PR #1840, opened 2026-09-19
surface_preflight: surface-only mode plus metadata scale and bbox consistency gates

ItIsCuthNotCup:
**In one sentence:** Run `vesuvius.surface_preflight --surface <tifxyz>` (no CT volume needed) right after any tifxyz export and get exit code 2 with a one-line reason when the grid is empty/all-sentinel or when `meta.json` `scale`/`bbox` disagree with the grid, instead of finding out during flattening or rendering.

**One real example:** Starting with the public Scroll 1 segment `dl.ash2txt.org/community-uploads/bruniss/scrolls/s1/autogens/02201554/` (196x225, scale 0.05), I ran `vc_tifxyz2obj` then `vc_obj2tifxyz seg.obj out_nonmetric --uv-non-metric` with the upstream VC3D `f07d33b` build. It printed `Valid grid points: 0 / 4 (0%)`, saved a 2x2 all-sentinel tifxyz with bbox `[[-1,-1,-1],[-1,-1,-1]]`, and exited 0 (#1320). `surface_preflight --surface out_nonmetric` now fails it with exit 2.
────────────────────────────────────────
*Task description:* Go through the data and copy each line exactly as it was written.

*Your response:*
PR #1840, opened 2026-09-19
surface_preflight: surface-only mode plus metadata scale and bbox consistency gates

ItIsCuthNotCup:
**In one sentence:** Run `vesuvius.surface_preflight --surface <tifxyz>` (no CT volume needed) right after any tifxyz export and get exit code 2 with a one-line reason when the grid is empty/all-sentinel or when `meta.json` `scale`/`bbox` disagree with the grid, instead of finding out during flattening or rendering.

**One real example:** Starting with the public Scroll 1 segment `dl.ash2txt.org/community-uploads/bruniss/scrolls/s1/autogens/02201554/` (196x225, scale 0.05), I ran `vc_tifxyz2obj` then `vc_obj2tifxyz seg.obj out_nonmetric --uv-non-metric` with the upstream VC3D `f07d33b` build. It printed `Valid grid points: 0 / 4 (0%)`, saved a 2x2 all-sentinel tifxyz with bbox `[[-1,-1,-1],[-1,-1,-1]]`, and exited 0 (#1320). `surface_preflight --surface out_nonmetric` now fails it with exit 2.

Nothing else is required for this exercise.